There is a long held and direct connection between New York’s economic vitality and its role as the country’s leading center of the arts. Great wealth, created and headquartered here, has brought a strong philanthropic tradition eager to create world class cultural institutions which bear names like Carnegie, Frick, Guggenheim, Rockefeller and Whitney , to name just a few.  You see those names across many of our most prominent cultural institutions though they are the old guard. Some of the more recent philanthropists include names like Bloomberg, Schwarzman, Geffen, Diller, and Lauder. Some of their names have supplanted older institutional names, which is the prerogative of the mega donor, and they have contributed hundreds of millions of dollars to institutions like the NY Public Library, the Whitney Museum, Lincoln Center and the High Line.




The relationship between artistic effervescence and the city’s economic power is direct and symbiotic, but the larger, well known museums and concert halls are only the tip of the iceberg. In a city whose artistic vibrancy is ascendant in every branch of the arts, there are many locales and groups other than our best known cultural centers where creativity flourishes. These are the incubators and trend setters of what is developing. Those efforts are often sustained through philanthropy as well. For example, former Mayor Bloomberg gave away $254 million in 2009 to almost 1,400 nonprofit organizations.


The city’s artistic showcases, formerly largely centered uptown, long ago spread to (now former) grittier neighborhoods of Manhattan like Chelsea, Soho, Tribeca, and the Lower East Side. Those moves, in turn, have spread to Brooklyn , with Williamsburg and Bushwick leading the way. In Queens Long Island City’s PS 1, now connected to MoMA, is the epicenter of that community’s artists. And in the Bronx Mott Haven has become a haven for local artists and performers, as is Snug Harbor on Staten Island.

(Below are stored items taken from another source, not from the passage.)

PR #9924, opened 2025-02-17
AG-119 - find

peterjrreynolds:


packages/ag-grid-community/src/entities/rowNode.ts
```diff
@@ -318,6 +318,9 @@ export class RowNode<TData = any>
 
         this.__localEventService?.dispatchEvent(event);
         rowSpanSvc?.onRowDataUpdated(this);
+        // if you want to add new feature stuff here, consider whether it can listen
```
AndrewGlazier: Odd comment seems redundant? Would be better to just change the `rowSpanSvc` and establish the pattern properly, anyone looking to implement a feature now would just use the established event

packages/ag-grid-community/src/interfaces/iRowModel.ts
```diff
@@ -20,6 +20,7 @@ export interface IRowModel {
 
     getTopLevelRowCount(): number;
     getTopLevelRowDisplayedIndex(topLevelIndex: number): number;
+    getTopLevelIndexFromDisplayedIndex?(displayedIndex: number): number;
```
AndrewGlazier, line 23: As this has only been introduced to CSRM would be better on IClientSideRowModel

packages/ag-grid-community/src/pagination/paginationService.ts
```diff
@@ -83,31 +81,24 @@ export class PaginationService extends BeanStub implements NamedBean {
...
+        let adjustedIndex = index;
+        if (!this.paginateChildRows) {
+            adjustedIndex = this.beans.rowModel.getTopLevelIndexFromDisplayedIndex?.(index) ?? index;
+        }
+
+        this.goToPage(Math.floor(adjustedIndex / this.pageSize));
     }
 
-    public isRowInPage(row: RowPosition): boolean {
+    public isRowInPage(rowIndex: number): boolean {
```
AndrewGlazier, line 97: The existing places that used `isRowInPage` could potentially have pinned rows, while the original func doesn't work correctly for it would be safer to fix this func to return true for pinned, rather than eradicating any potential support for pinned from this type

packages/ag-grid-community/src/rendering/cell/cellCtrl.ts
```diff
@@ -275,6 +275,13 @@ export class CellCtrl extends BeanStub {
         } else if (this.isCellRenderer()) {
             const params = this.createCellRendererParams();
             compDetails = _getCellRendererDetails(userCompFactory, column.getColDef(), params);
+        } else if (beans.find?.isMatch(rowNode, column)) {
```
AndrewGlazier: find seems like a really obscure/abstract name, can we add Svc to it or something? I appreciate you're probably limited due to other features, but just `find` as a svc isn't clear

packages/ag-grid-enterprise/src/find/findApi.ts
```diff
@@ -0,0 +1,30 @@
+import type { BeanCollection, FindCellParams, FindCellValueParams, FindMatch, FindPart } from 'ag-grid-community';
+
+export function findNext(beans: BeanCollection): void {
```
AndrewGlazier, line 3: bundle size, all of these beans could be destructured inline in params

packages/ag-grid-enterprise/src/find/findService.ts
```diff
@@ -0,0 +1,581 @@
+import type {
```
AndrewGlazier, line 1: There's a lot going on in this service that would benefit from some comments making it easier to navigate - I feel like our new services should be made as maintainable as possible

packages/ag-grid-enterprise/src/rowHierarchy/rendering/groupCellRendererCtrl.ts
```diff
@@ -466,6 +464,14 @@ export class GroupCellRendererCtrl extends BeanStub implements IGroupCellRendere
                 params
             );
         }
+
+        if (this.beans.find?.isMatch(params.node, params.column!)) {
+            return _getCellRendererDetails(
+                this.userCompFactory,
+                { ...params.colDef, cellRenderer: 'agFindCellRenderer' },
```
AndrewGlazier: Are you sure this should be colDef and not relatedColDef?

AndrewGlazier:
Does this feature not support spanned cells? Doesn't look like they've been accounted for so should add a warning if we're not supporting them

AndrewGlazier (changes requested):

packages/ag-grid-enterprise/src/find/findService.ts
```diff
@@ -0,0 +1,581 @@
...
+
+        const refreshAndWipeActive = this.refresh.bind(this, false);
+        const refreshAndKeepActive = this.refresh.bind(this, true);
+        this.addManagedPropertyListeners(['findSearchValue', 'findOptions'], refreshAndWipeActive);
+        this.addManagedEventListeners({
+            modelUpdated: refreshAndKeepActive,
+            displayedColumnsChanged: refreshAndKeepActive,
+            pinnedRowDataChanged: refreshAndKeepActive,
+            cellValueChanged: refreshAndKeepActive,
+            rowNodeDataChanged: refreshAndKeepActive,
```
AndrewGlazier: Just realised this is being called here (rowNodeDataChanged)

This event will fire _a lot_ and looks like it does a lot too, note to solve the same problem in the rowSpanService I introduced a special debounce for just this case as batch data changes/transactions/immutable data changes will fire this event _loads_

packages/ag-grid-community/src/entities/rowNode.ts
peterjrreynolds: Updated as discussed.

packages/ag-grid-community/src/interfaces/iRowModel.ts
peterjrreynolds: We will need to implement it for SSRM for AG-14152. I haven't done it yet as find doesn't work for SSRM.

packages/ag-grid-community/src/pagination/paginationService.ts
peterjrreynolds: Discussed offline, will leave as is

packages/ag-grid-community/src/rendering/cell/cellCtrl.ts
peterjrreynolds: Changed to `findSvc`

packages/ag-grid-enterprise/src/find/findApi.ts
peterjrreynolds: Discussed offline, will leave as is

packages/ag-grid-enterprise/src/find/findService.ts
peterjrreynolds: Done

packages/ag-grid-enterprise/src/rowHierarchy/rendering/groupCellRendererCtrl.ts
peterjrreynolds: Should be `relatedColDef` - updated

packages/ag-grid-enterprise/src/find/findService.ts
peterjrreynolds: Added a debounce

PR #10916, opened 2025-06-20
AG-14993 Fixes for examples

StephenCooper:


documentation/ag-grid-docs/src/content/docs/drag-and-drop/_examples/two-grids/main.ts
```diff
@@ -153,10 +153,10 @@ function gridDrop(event: any, grid: string) {
         return;
     }
 
-    const gridApi = grid == 'left' ? leftApi! : rightApi!;
+    const api = grid == 'left' ? leftApi! : rightApi!;
```
StephenCooper, line 156: This is a workaround for the teardown logic thinking this meant there was an instance of the gridApi. 

Tactical fix, should come up with better matching logic is this keeps being an issue.

peterjrreynolds (approved):

PR #10923, opened 2025-06-20
AG-15015 Re-enable Angular 17 support

StephenCooper:


packages/ag-grid-community/src/rendering/cell/cellComp.ts
```diff
@@ -381,7 +381,7 @@ export class CellComp extends Component {
             if (loadingComp) {
                 // Immediately render the loading component and then schedule the task
                 createCellRendererFunc(loadingComp)();
-                onReady.then(() => createTask(true));
+                onReady.then(() => createTask!(true));
```
StephenCooper, line 384: Typescript downgrade required this change

seanlandsman (approved):
lgtm but we'll need to do the same with charts

PR #10930, opened 2025-06-20
AG-15174-batch-edit-docs

StephM-W:


gportela85 (approved):

documentation/ag-grid-docs/src/content/docs/cell-editing-batch-test/_examples/batch-editing/data.ts
bryanakitchen, line 1: Why are all of the `Male`s `Happy` and the `Female`s `Sad`?

PR #10943, opened 2025-06-20
AG-9780 - TC121 - cleanup editors when batch editing

StephM-W:


packages/ag-grid-community/src/edit/utils/controllers.ts
```diff
@@ -85,11 +86,22 @@ export function _getCtrls(beans: BeanCollection, inputs: ResolveControllerType =
     };
 }
 
+function _stopEditing(beans: BeanCollection): void {
+    const { editSvc } = beans;
+    if (editSvc?.isBatchEditing()) {
+        _destroyEditors(beans);
+    } else {
+        editSvc?.stopEditing(undefined, { source: 'api' });
```
StephenCooper, line 94: Is this source of api correct if it is being triggered by a click outside of the grid?

StephM-W: I've been thinking about renaming the sources... really 'api'='force' and 'ui'='try-your-best', but yes, 'api' here is correct

StephenCooper (approved):

PR #10951, opened 2025-06-21
AG-15174 - TC8 - remove redundant info

StephM-W:


gportela85 (changes requested):
This PR looks the same as https://github.com/ag-grid/ag-grid/pull/10950

PR #10972, opened 2025-06-23
Fix invalid template literal in AgProvidedColumnGroup ID

charmingjae:
While reviewing the code that generates column group IDs, I noticed a small typo in the template literal:

```ts
FAKE_PATH_${col.getId()}}_${i}
```

While working with the Selection Row's checkbox column, I noticed that its generated col-id attribute was rendered as:

```ts
FAKE_PATH_ag-Grid-SelectionColumn}_0_0
```

An extra closing brace `}` was included, resulting in a malformed string.
This commit corrects the typo by removing the redundant brace:

```ts
FAKE_PATH_${col.getId()}_${i}
```

This ensures that the generated col-id values are properly formatted.
Please let me know if there's a preferred way to handle such changes — I'm happy to revise if needed.


StephenCooper:
Thank you for pointing this out. We will get it corrected.

PR #10982, opened 2025-06-23
RTI-2778 add paginationPanelHeight theme parameter

BernieSumption:


gportela85 (changes requested):
Is this not used with legacy themes?

gportela85 (approved):

PR #10988, opened 2025-06-23
Aligning selection examples with docs

AlpineJosh:


documentation/ag-grid-docs/src/content/docs/row-selection-multi-row/_examples/checkbox-selection-disable-checkboxes/provided/reactFunctionalTs/index.tsx
```diff
@@ -42,7 +42,7 @@ const GridExample = () => {
     function toggleHideCheckbox() {
         grid.current?.api.setGridOption('rowSelection', {
             mode: 'multiRow',
-            isRowSelectable: (node) => (node.data ? node.data.year <= 2004 : false),
+            isRowSelectable: (node) => (node.data ? node.data.year < 2004 : false),
```
peterjrreynolds: These should be `< 2007`, and the code snippet on the docs page updated to match

peterjrreynolds (approved):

These moves to other, formerly far flung areas, are primarily economic. Where formerly, the artistic vanguard was largely located in downtown Manhattan, this is no longer possible with the exorbitant rents of Manhattan. The aspiring playwright or musician can no longer find the little garret apartment on Charles or Bleecker St, or even Avenue C. This has caused those communities to spread out to more affordable neighborhoods, all over town.

New York City’s explosive growth occurred as the center of American commerce. In turn it is also became the primary trading zone of artistic and creative services.


As long as the city leads the nation in raising capital, it will remain the country’s creative capital as well.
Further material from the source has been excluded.